* [RAW DATA]
PR #5340, opened 2023-10-21
Refactor mullvad-api

dlon:
This PR gets rid of a lot of repetition surrounding authentication, error handling, deserialization, and other things, in `mullvad-api`.

Fix DES-416.

- - -
This change is [Reviewable](https://reviewable.io/reviews/mullvad/mullvadvpn-app/5340)

### DIFF
--- a/mullvad-api/src/access.rs
+++ b/mullvad-api/src/access.rs
@@ -179,6 +179,5 @@ async fn fetch_access_token(
     let rest_request = factory
         .post_json(&format!("{AUTH_URL_PREFIX}/token"), &request)?
         .expected_status(&[StatusCode::OK]);
-    let response = service.request(rest_request).await?;
-    rest::deserialize_body(response).await
+    service.request(rest_request).await?.deserialize().await
 }
--- a/mullvad-api/src/access.rs
+++ b/mullvad-api/src/access.rs
@@ -38,7 +38,7 @@ struct AccountState {
 
 impl AccessTokenStore {
     pub(crate) fn new(service: RequestServiceHandle) -> Self {
-        let factory = rest::RequestFactory::new(API.host.clone(), None);
+        let factory = rest::RequestFactory::new(&API.host, None);
         let (tx, rx) = mpsc::unbounded();
         tokio::spawn(Self::service_requests(rx, service, factory));
         Self { tx }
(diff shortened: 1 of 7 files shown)


MarkusPettersson98 (changes requested):
> Reviewed 6 of 7 files at r1, 1 of 1 files at r2, all commit messages.
> *[Reviewable](https://reviewable.io/reviews/mullvad/mullvadvpn-app/5340)* status: all files reviewed, 1 unresolved discussion (waiting on @dlon)

___
*[`mullvad-api/src/rest.rs` line 332 at r2](https://reviewable.io/reviews/mullvad/mullvadvpn-app/5340#-NhVdN2783ihtKBIbupY:-NhVdN2783ihtKBIbupZ:b-3utuff) ([raw file](https://github.com/mullvad/mullvadvpn-app/blob/2985492ebe6924fbba2feb3c20e8e65987f01536/mullvad-api/src/rest.rs#L332)):*
> ```XML
>     /// Set the account token to obtain authentication for.
>     /// This fails if no store is set.
>     pub fn account(mut self, auth: Option<AccountToken>) -> Result<Self> {
> ```

Is it necessary for the `auth` parameter to be optional? Could this function signature be rewritten as:
```rust
    pub fn account(mut self, auth: AccountToken) -> Result<Self>
```
I didn't find any call site where `fn account` was called with `auth: None`, and if this is needed I think having a separate, explicit function for setting the account token to `None` is preferable



_Code quote:_
```XML
pub fn account(mut self, auth: Option<AccountToken>) -> Result<Self> {
```

dlon (commented):
> *[Reviewable](https://reviewable.io/reviews/mullvad/mullvadvpn-app/5340)* status: 3 of 7 files reviewed, 1 unresolved discussion (waiting on @MarkusPettersson98)

___
*[`mullvad-api/src/rest.rs` line 332 at r2](https://reviewable.io/reviews/mullvad/mullvadvpn-app/5340#-NhVdN2783ihtKBIbupY:-NhYC6NnEIg2nUUVK0-T:b-896fix) ([raw file](https://github.com/mullvad/mullvadvpn-app/blob/2985492ebe6924fbba2feb3c20e8e65987f01536/mullvad-api/src/rest.rs#L332)):*

Is it necessary for the `auth` parameter to be optional? Could this function signature be rewritten as:
```rust
    pub fn account(mut self, auth: AccountToken) -> Result<Self>
```
I didn't find any call site where `fn account` was called with `auth: None`, and if this is needed I think having a separate, explicit function for setting the account token to `None` is preferable
</blockquote></details>

Done.

PR #5348, opened 2023-10-23
Add socks5 proxy [POC]

pronebird:
This PR adds a socks5 forwarding proxy and socks5 transport to communicate with our API. Similar to shadowsocks implementation, the socks5 forwarding proxy runs on a local TCP port and transparently handles all traffic, making it possible to direct URLSession at it in order to communicate with the API over the remote socks proxy.

[SOCKS5](https://datatracker.ietf.org/doc/html/rfc1928) is a simple protocol and in order to establish the connection over socks proxy, the client has to perform the following steps: 

#### 1. Initial handshake 

During that phase the client sends the following information over the wire:

---------------------------------
|VER | NMETHODS | METHODS  |
| ----|--------------|------------|
|   1   |    1                  |    1 to 255   |
---------------------------------

- `VER` is the socks version, always `0x05`. 1 byte.
- `NMETHODS` - number of authentication methods supported by the client. 1 byte. 
- `METHODS` - variable length byte stream, depending on `NMETHODS`. Each byte corresponds to `UInt8` constant that correlates with an authentication method defined in the protocol. See `Socks5AuthenticationMethod`.

The handshake response contains two bytes:

------------------
|VER | METHOD  |
| ----|-----------|
|   1   |    1             |
-----------------

- `VER` is the socks version, always `0x05`. 1 byte.
- `METHOD` is the authentication method accepted by the server. When this value is set to `0xFF`, it means that the client doesn't support any of the authentication methods accepted by the server. The client should terminate connection in such case.

#### 2. Authentication

Current implementation only supports anonymous access to socks server and therefore when authentication is not required the client can move on to the next phase.

#### 3. Connect command

The client requests the socks proxy to establish a connection to the remote server, to which the client wants to talk to, over the proxy.

A `CONNECT` command should be sent over the wire to initiate the connection and the layout looks as such:

---------------------------------------------------
|VER | CMD |  RSV  | ATYP | DST.ADDR | DST.PORT |
|----|-------|------|-------|------------|-----------|
| 1    |        1  | X'00' |  1        | Variable     |    2             |
---------------------------------------------------

- `VER` - socks version. 1 byte, always `0x05`.
- `CMD` - CONNECT command, which is represented by a byte code: `0x01`. 1 byte.
- `RSV` - reserved field. Always zero. 1 byte.
- `ATYP` - address type. Socks support IPv4, IPv6 and DNS domain name (See `Socks5AddressType`). 1 byte.
- `DST.ADDR` - the address of the remote server to which the clients wants to connect.
    - IPv4: 4 octets
    - IPv6: 16 octets
    - Domain name: the first byte represents the length of domain name, the reminder of it is the domain name itself. Note that since only one byte is used to represent the length of domain name, it means that the domain name cannot be longer than 255 bytes (`UInt8.max`)
    - `DST.PORT` - the port of the remote server to which the client wants to connect. Typically our API runs on port `443` (SSL). This field is `UInt16` in _network byte order_, 2 bytes long.

The response to this request is nearly identical:

---------------------------------------------------
| VER | REP |  RSV  | ATYP | BND.ADDR | BND.PORT |
|-----|-----|-------|------|-------------|------------|
| 1      |  1     | X'00'  |  1      | Variable       |    2               |
---------------------------------------------------

- `VER` - socks version. 1 byte, always `0x05`.
- `REP` - response code. 1 byte. See `Socks5StatusCode`. Zero byte indicates success.
- `RSV` - reserved byte, always zero. 1 byte.
- `ATYP` - address type. Socks support IPv4, IPv6 and DNS domain name (See `Socks5AddressType`). 1 byte.
- `BND.ADDR` and `BND.PORT` - typically seem to coincide with the socks proxy address and port.

if `REP` contains zero, the client can begin the data exchange with the remote server (our API).

#### 4. Begin data exchange with the remote server

At this point the socks5 proxy turns into the tunnel to the remote server, so the client can begin sending and receiving HTTP/S or any other traffic over the wire. This is the simplest part where the client passes bytes from local to remote connection and back.

### Implementation structure

- `Socks5Connection` - type implementing a bidirectional data connection between a local and remote endpoint over the socks proxy. it's responsible for handling the socks5 flow, local and remote connections. It delegates each individual phase to the following objects:
    - `Socks5HandshakeNegotiation` - a type responsible for performing a handshake negotiation.
    - `Socks5ConnectNegotiation` - a type responsible for performing a CONNECT command negotiation.
    - `Socks5DataStreamHandler` - a type responsible for bidirectional data exchange.
- `Socks5ForwardingProxy` - the forwarding proxy that opens a local TCP port and starts listening on it. It creates a new instance of `Socks5Connection` for each new connection, then it initiates the socks5 exchange by calling `Socks5Connection.start()`.

### Threading considerations

In network framework, the objects implementing networking are initialized with a dispatch queue which is used for dispatching connection-related events. 

Since the socks5 flow is driven by connection related events, the execution context is guaranteed to remain the same and therefore the socks5 related types do not do any synchronization with exception of public methods, which are typically wrapped to run on the same dispatch queue.

### Testing

Still looking into unit tests. 

In order to active the socks5 transport you need to:

- Return `.useSocks5` from `TransportStrategy.connectionTransport()`. 
- Tweak the socks5 proxy address in `TransportProvider.socks5()`. When testing on device, replace `.loopback` with the IP of your machine in the local network or wherever you run the socks5 proxy, `.loopback` should work on simulator if you run socks5 proxy locally.

If you need socks5 server software, I recommend using _Charles - web debugging proxy_. Enable SOCKS proxy under Proxy > Proxy settings > Enable SOCKS then run the app. You don't need to configure SSL certificates or anything. You can also try one of public & free SOCKS proxies available online.


rablador (changes requested):
> Reviewed 24 of 24 files at r1, all commit messages.
> *[Reviewable](https://reviewable.io/reviews/mullvad/mullvadvpn-app/5348)* status: all files reviewed, 4 unresolved discussions (waiting on @pronebird)

___
*[`ios/MullvadTransport/Socks5/Socks5Connection.swift` line 128 at r1](https://reviewable.io/reviews/mullvad/mullvadvpn-app/5348#-NhaxrNC5AzwtRTodWTs:-NhaxrNC5AzwtRTodWTt:bg8yw98) ([raw file](https://github.com/mullvad/mullvadvpn-app/blob/72acf38846489f1edd42bbdef4ff64a7598e8a05/ios/MullvadTransport/Socks5/Socks5Connection.swift#L128)):*
> ```Swift
>     }
> 
>     private func onLocalConnectiondState(_ connectionState: NWConnection.State) {
> ```

Nit: ConnectionD
___
*[`ios/MullvadTransport/Socks5/Socks5ConnectNegotiation.swift` line 78 at r1](https://reviewable.io/reviews/mullvad/mullvadvpn-app/5348#-Nhb3Vw5AlcVscqf1DQL:-Nhb3Vw5AlcVscqf1DQM:b-dadeoj) ([raw file](https://github.com/mullvad/mullvadvpn-app/blob/72acf38846489f1edd42bbdef4ff64a7598e8a05/ios/MullvadTransport/Socks5/Socks5ConnectNegotiation.swift#L78)):*
> ```Swift
>             addressType: addressType,
>             onComplete: { [self] endpoint in
>                 let reply = Socks5ConnectReply(status: statusCode, serverBoundEndpoint: endpoint)
> ```

Since we guard for a specific code above (.succeeded) and then pass the var here anyway, if the guard is ever removed we might end up with unexpected behavior. If we intead pass .succeeded we will never end up with anything but that no matter what.
___
*[`ios/MullvadTransport/Socks5/Socks5ForwardingProxy.swift` line 130 at r1](https://reviewable.io/reviews/mullvad/mullvadvpn-app/5348#-NhbF6-v7hlFO_rU5mRM:-NhbF6-v7hlFO_rU5mRN:b-85aypi) ([raw file](https://github.com/mullvad/mullvadvpn-app/blob/72acf38846489f1edd42bbdef4ff64a7598e8a05/ios/MullvadTransport/Socks5/Socks5ForwardingProxy.swift#L130)):*
> ```Swift
> 
>         case let .starting(listener, previousCompletion):
>             // Accumulate completion handlers when requested to start multiple times in a row.
> ```

What's the reason to accumulate completions? Can't we just drop multiple calls here since we're waiting to start anyway?
___
*[`ios/MullvadTransport/Socks5/Socks5ForwardingProxy.swift` line 257 at r1](https://reviewable.io/reviews/mullvad/mullvadvpn-app/5348#-Nhfhgo0Cfx8wmkz_7IE:-Nhfhgo0Cfx8wmkz_7IF:b-isvkzn) ([raw file](https://github.com/mullvad/mullvadvpn-app/blob/72acf38846489f1edd42bbdef4ff64a7598e8a05/ios/MullvadTransport/Socks5/Socks5ForwardingProxy.swift#L257)):*
> ```Swift
>             )
>             socks5Connection.setStateHandler { [weak self] socks5Connection, state in
>                 if case let .stopped(error) = state {
> ```

Only handle one state here?

pronebird (commented):
> *[Reviewable](https://reviewable.io/reviews/mullvad/mullvadvpn-app/5348)* status: all files reviewed, 4 unresolved discussions (waiting on @rablador)

___
*[`ios/MullvadTransport/Socks5/Socks5Connection.swift` line 128 at r1](https://reviewable.io/reviews/mullvad/mullvadvpn-app/5348#-NhaxrNC5AzwtRTodWTs:-Nhl6Elm3Oqsx0RXN0Pk:becat05) ([raw file](https://github.com/mullvad/mullvadvpn-app/blob/72acf38846489f1edd42bbdef4ff64a7598e8a05/ios/MullvadTransport/Socks5/Socks5Connection.swift#L128)):*

Nit: ConnectionD
</blockquote></details>

Really need to fix my keyboard. Done.
___
*[`ios/MullvadTransport/Socks5/Socks5ConnectNegotiation.swift` line 78 at r1](https://reviewable.io/reviews/mullvad/mullvadvpn-app/5348#-Nhb3Vw5AlcVscqf1DQL:-Nhl6fL08r59sebjUr2l:b-7evwaj) ([raw file](https://github.com/mullvad/mullvadvpn-app/blob/72acf38846489f1edd42bbdef4ff64a7598e8a05/ios/MullvadTransport/Socks5/Socks5ConnectNegotiation.swift#L78)):*

Since we guard for a specific code above (.succeeded) and then pass the var here anyway, if the guard is ever removed we might end up with unexpected behavior. If we intead pass .succeeded we will never end up with anything but that no matter what.
</blockquote></details>

What "var" and why would you remove a `statusCode` check above?
___
*[`ios/MullvadTransport/Socks5/Socks5ForwardingProxy.swift` line 130 at r1](https://reviewable.io/reviews/mullvad/mullvadvpn-app/5348#-NhbF6-v7hlFO_rU5mRM:-Nhl7GFe1UkKTjr_VyhC:b-gg0jd2) ([raw file](https://github.com/mullvad/mullvadvpn-app/blob/72acf38846489f1edd42bbdef4ff64a7598e8a05/ios/MullvadTransport/Socks5/Socks5ForwardingProxy.swift#L130)):*

What's the reason to accumulate completions? Can't we just drop multiple calls here since we're waiting to start anyway?
</blockquote></details>

To keep this call idempotent.
___
*[`ios/MullvadTransport/Socks5/Socks5ForwardingProxy.swift` line 257 at r1](https://reviewable.io/reviews/mullvad/mullvadvpn-app/5348#-Nhfhgo0Cfx8wmkz_7IE:-Nhl7ftdBvu7Of34TRBU:b-ga6px6) ([raw file](https://github.com/mullvad/mullvadvpn-app/blob/72acf38846489f1edd42bbdef4ff64a7598e8a05/ios/MullvadTransport/Socks5/Socks5ForwardingProxy.swift#L257)):*

Only handle one state here?
</blockquote></details>

Yeah? As far as proxy concerned, it's only interested to remove the connection from the list of connections when it stopped.

rablador (changes requested):
> *[Reviewable](https://reviewable.io/reviews/mullvad/mullvadvpn-app/5348)* status: all files reviewed, 2 unresolved discussions (waiting on @pronebird)

___
*[`ios/MullvadTransport/Socks5/Socks5ConnectNegotiation.swift` line 78 at r1](https://reviewable.io/reviews/mullvad/mullvadvpn-app/5348#-Nhb3Vw5AlcVscqf1DQL:-Ni-s9_B0QYuqnu3Q0rs:b-imvyri) ([raw file](https://github.com/mullvad/mullvadvpn-app/blob/72acf38846489f1edd42bbdef4ff64a7598e8a05/ios/MullvadTransport/Socks5/Socks5ConnectNegotiation.swift#L78)):*

What "var" and why would you remove a `statusCode` check above?
</blockquote></details>

Sorry, I meant the `statusCode` variable.
No, the guard should stay, but I think `.succeeded` could be passed instead of `statusCode`. We know that - in the current impl. - `statusCode` will always be `.succeeded` if we get to this point in the code, which implies that we should always pass `.succeeded` to the `Socks5ConnectReply` init. But what if the code above (incl where the guard is) changes? Then we might pass a status code that's not successful and thus get possibly incorrect behavior.
___
*[`ios/MullvadTransport/Socks5/Socks5ForwardingProxy.swift` line 130 at r1](https://reviewable.io/reviews/mullvad/mullvadvpn-app/5348#-NhbF6-v7hlFO_rU5mRM:-Ni-uiAc39wQmrIBxC0G:bzd6jas) ([raw file](https://github.com/mullvad/mullvadvpn-app/blob/72acf38846489f1edd42bbdef4ff64a7598e8a05/ios/MullvadTransport/Socks5/Socks5ForwardingProxy.swift#L130)):*

To keep this call idempotent.
</blockquote></details>

Alright, to keep track of potential errors?

pronebird (commented):
> *[Reviewable](https://reviewable.io/reviews/mullvad/mullvadvpn-app/5348)* status: all files reviewed, 2 unresolved discussions (waiting on @rablador)

___
*[`ios/MullvadTransport/Socks5/Socks5ConnectNegotiation.swift` line 78 at r1](https://reviewable.io/reviews/mullvad/mullvadvpn-app/5348#-Nhb3Vw5AlcVscqf1DQL:-Ni3vsp17YcCxq4LpX63:bm9v2to) ([raw file](https://github.com/mullvad/mullvadvpn-app/blob/72acf38846489f1edd42bbdef4ff64a7598e8a05/ios/MullvadTransport/Socks5/Socks5ConnectNegotiation.swift#L78)):*

Sorry, I meant the `statusCode` variable.
No, the guard should stay, but I think `.succeeded` could be passed instead of `statusCode`. We know that - in the current impl. - `statusCode` will always be `.succeeded` if we get to this point in the code, which implies that we should always pass `.succeeded` to the `Socks5ConnectReply` init. But what if the code above (incl where the guard is) changes? Then we might pass a status code that's not successful and thus get possibly incorrect behavior.
</blockquote></details>

I don't understand the premise of your suggestion. 

So you're saying that we can infer that the `statusCode == .succeeded` after the guard check and that we should hardcode the status code instead.

Then you say that someone could remove that guard by mistake, which could lead to logical error and that it's ok if we keep reporting that everything is hunky-dory to the call site instead of reporting the actual status that we received from server?
___
*[`ios/MullvadTransport/Socks5/Socks5ForwardingProxy.swift` line 130 at r1](https://reviewable.io/reviews/mullvad/mullvadvpn-app/5348#-NhbF6-v7hlFO_rU5mRM:-Ni41wrD-zgqs8lPdADD:b-3s8zl3) ([raw file](https://github.com/mullvad/mullvadvpn-app/blob/72acf38846489f1edd42bbdef4ff64a7598e8a05/ios/MullvadTransport/Socks5/Socks5ForwardingProxy.swift#L130)):*
Not exactly, but to simplify the code. I think it's worth to remind ourselves what idempotence means:

> Idempotence, in programming and mathematics, is **a property of some operations such that no matter how many times you execute them, you achieve the same result**.

For example, when you say that we should "drop" multiple calls, what do you really mean by that? Correct me if I am wrong, but to me it sounds like you suggest to simply return and never call the completion handler given by the caller when the object is already in the `starting` state. 

Apologize for the use of that term, but "ghosting" the caller typically leads to hard to debug problems, outside flows hit the road block and never continue, swift continuations tend to break, . Workarounds include the usage of timers, we had exactly that problem in the packet tunnel when using network extension APIs. 

Sometimes it's ok this way, but not always. When designing independent components it's better to keep their behavior as straightforward as possible, to lessen the impact on the caller.

Yes we could return (aka drop?), we could even call the completion handler right away and give it the error indicating that the object is already starting but why complicate and introduce additional code paths when we can simply accumulate the completion handler and carry on?

In this particular scenario, isn't it easier when the object behaves identical and accumulate the blocks? For instance:

```swift
proxy.start { error in
  // called first
}
proxy.start { error in
  // called second
}
```

and not like that:

```swift
proxy.start { error in
  // called first
}
proxy.start { error in
  // never called??
}
```

nor

```swift
proxy.start { error in
  // called first
}
proxy.start { error in
  // called with error telling the object is already starting
}
```

Consumer code is a "storm", it's often complex and perhaps a mess and small components like this can be an "island" of sanity, that can keep the "storm" from the outside from ripping the "island" and everything outside apart. 

I can imagine that the consumer code be sharing the same proxy, and keeping the call to `start()` idempotent like this means that the behavior of object is consistent regardless if there are two or more external components that call `proxy.start()` at the same time. 

It's just practical in that case and it avoids handling additional edge cases. You can argue we know exactly how we gonna use it but things change and when someone decides to use in the other way, we have edge cases, this approach eliminates all that.

buggmagnet (changes requested):
> Reviewed 12 of 24 files at r1, 1 of 2 files at r2, all commit messages.
> *[Reviewable](https://reviewable.io/reviews/mullvad/mullvadvpn-app/5348)* status: all files reviewed, 12 unresolved discussions (waiting on @pronebird and @rablador)

___
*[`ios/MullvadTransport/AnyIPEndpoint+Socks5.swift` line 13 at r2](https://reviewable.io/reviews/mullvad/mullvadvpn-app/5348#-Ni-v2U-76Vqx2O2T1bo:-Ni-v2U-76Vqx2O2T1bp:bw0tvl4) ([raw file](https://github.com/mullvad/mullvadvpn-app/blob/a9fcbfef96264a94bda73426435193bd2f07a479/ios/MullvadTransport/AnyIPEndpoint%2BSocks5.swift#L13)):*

* [PROBLEM DESCRIPTION]
Each line in the data that holds the string "possible" needs to be copied.

* [OUTPUT FOR THIS TASK]
This PR adds a socks5 forwarding proxy and socks5 transport to communicate with our API. Similar to shadowsocks implementation, the socks5 forwarding proxy runs on a local TCP port and transparently handles all traffic, making it possible to direct URLSession at it in order to communicate with the API over the remote socks proxy.
Sometimes it's ok this way, but not always. When designing independent components it's better to keep their behavior as straightforward as possible, to lessen the impact on the caller.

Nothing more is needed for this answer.